Activity:
Search the records for "from" and copy each line that holds it.

Entries supplied:
PR #9335, opened 2023-09-01
UCT/CUDA/CUDA_IPC: Check memory registration availability.

rakhmets:
## What
Added device attributes check to identify memory registration capability of cuda_ipc transport.

## Why ?
Memory registration method of cuda_ipc memory domain uses cuIpcGetMemHandle. Users can test their device for IPC functionality by calling cuDeviceGetAttribute with CU_DEVICE_ATTRIBUTE_IPC_EVENT_SUPPORTED. However, the attribute was added in CUDA 12. Test memory registration for 1 byte allocated on device in case of previous CUDA versions.

### DIFF
--- a/src/uct/cuda/cuda_ipc/cuda_ipc_md.c
+++ b/src/uct/cuda/cuda_ipc/cuda_ipc_md.c
@@ -35,7 +35,10 @@ static int uct_cuda_ipc_md_check_mem_reg()
     int value;
     int ret;
 
-    if (UCT_CUDADRV_FUNC_LOG_DEBUG(cuCtxGetDevice(&dev)) != UCS_OK) {
+    if ((UCT_CUDADRV_FUNC_LOG_DEBUG(cuCtxGetDevice(&dev)) != UCS_OK) &&
+        /* Context may be not set yet. Check attribute for 0 device, assuming
+         * support is uniform across all devices. */
+        (UCT_CUDADRV_FUNC_LOG_ERR(cuDeviceGet(&dev, 0)) != UCS_OK)) {
         return 0;
     }
 
--- a/src/uct/cuda/cuda_ipc/cuda_ipc_md.c
+++ b/src/uct/cuda/cuda_ipc/cuda_ipc_md.c
@@ -28,41 +28,7 @@ static ucs_config_field_t uct_cuda_ipc_md_config_table[] = {
     {NULL}
 };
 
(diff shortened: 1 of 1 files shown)


rakhmets:
> @rakhmets `CU_DEVICE_ATTRIBUTE_IPC_EVENT_SUPPORTED` only implies that Ipc events can be shared with remote process and event can be queried by remote process. I doesn't necessarily have an implication on whether IPC registrations are possible or not.

@Akshay-Venkatesh the following sentence is copied from the description of [cuIpcGetMemHandle](https://docs.nvidia.com/cuda/cuda-driver-api/group__CUDA__MEM.html#group__CUDA__MEM_1g6f1b5be767b275f016523b2ac49ebec1) from CUDA driver documentation.

```
Users can test their device for IPC functionality by calling cuDeviceGetAttribute with CU_DEVICE_ATTRIBUTE_IPC_EVENT_SUPPORTED.
 ```
 
 I used the attribute because we use `cuIpcGetMemHandle` during registration method. Is it really incorrect usage for this case?

yosefe (dismissed):

yosefe:
@Akshay-Venkatesh @brminich can you pls review as well?

brminich (dismissed):

rakhmets:
> > @rakhmets `CU_DEVICE_ATTRIBUTE_IPC_EVENT_SUPPORTED` only implies that Ipc events can be shared with remote process and event can be queried by remote process. I doesn't necessarily have an implication on whether IPC registrations are possible or not.
> 
> @Akshay-Venkatesh the following sentence is copied from the description of [cuIpcGetMemHandle](https://docs.nvidia.com/cuda/cuda-driver-api/group__CUDA__MEM.html#group__CUDA__MEM_1g6f1b5be767b275f016523b2ac49ebec1) from CUDA driver documentation.
> 
> ```
> Users can test their device for IPC functionality by calling cuDeviceGetAttribute with CU_DEVICE_ATTRIBUTE_IPC_EVENT_SUPPORTED.
> ```
> 
> I used the attribute because we use `cuIpcGetMemHandle` in the registration method. Is it really incorrect usage for this case?

@Akshay-Venkatesh do you propose to use `CU_DEVICE_ATTRIBUTE_INTEGRATED` in case of CUDA12 too?
I think `CU_DEVICE_ATTRIBUTE_IPC_EVENT_SUPPORTED` can be used according to the documentation.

Response area:
@Akshay-Venkatesh the following sentence is copied from the description of [cuIpcGetMemHandle](https://docs.nvidia.com/cuda/cuda-driver-api/group__CUDA__MEM.html#group__CUDA__MEM_1g6f1b5be767b275f016523b2ac49ebec1) from CUDA driver documentation.
> @Akshay-Venkatesh the following sentence is copied from the description of [cuIpcGetMemHandle](https://docs.nvidia.com/cuda/cuda-driver-api/group__CUDA__MEM.html#group__CUDA__MEM_1g6f1b5be767b275f016523b2ac49ebec1) from CUDA driver documentation.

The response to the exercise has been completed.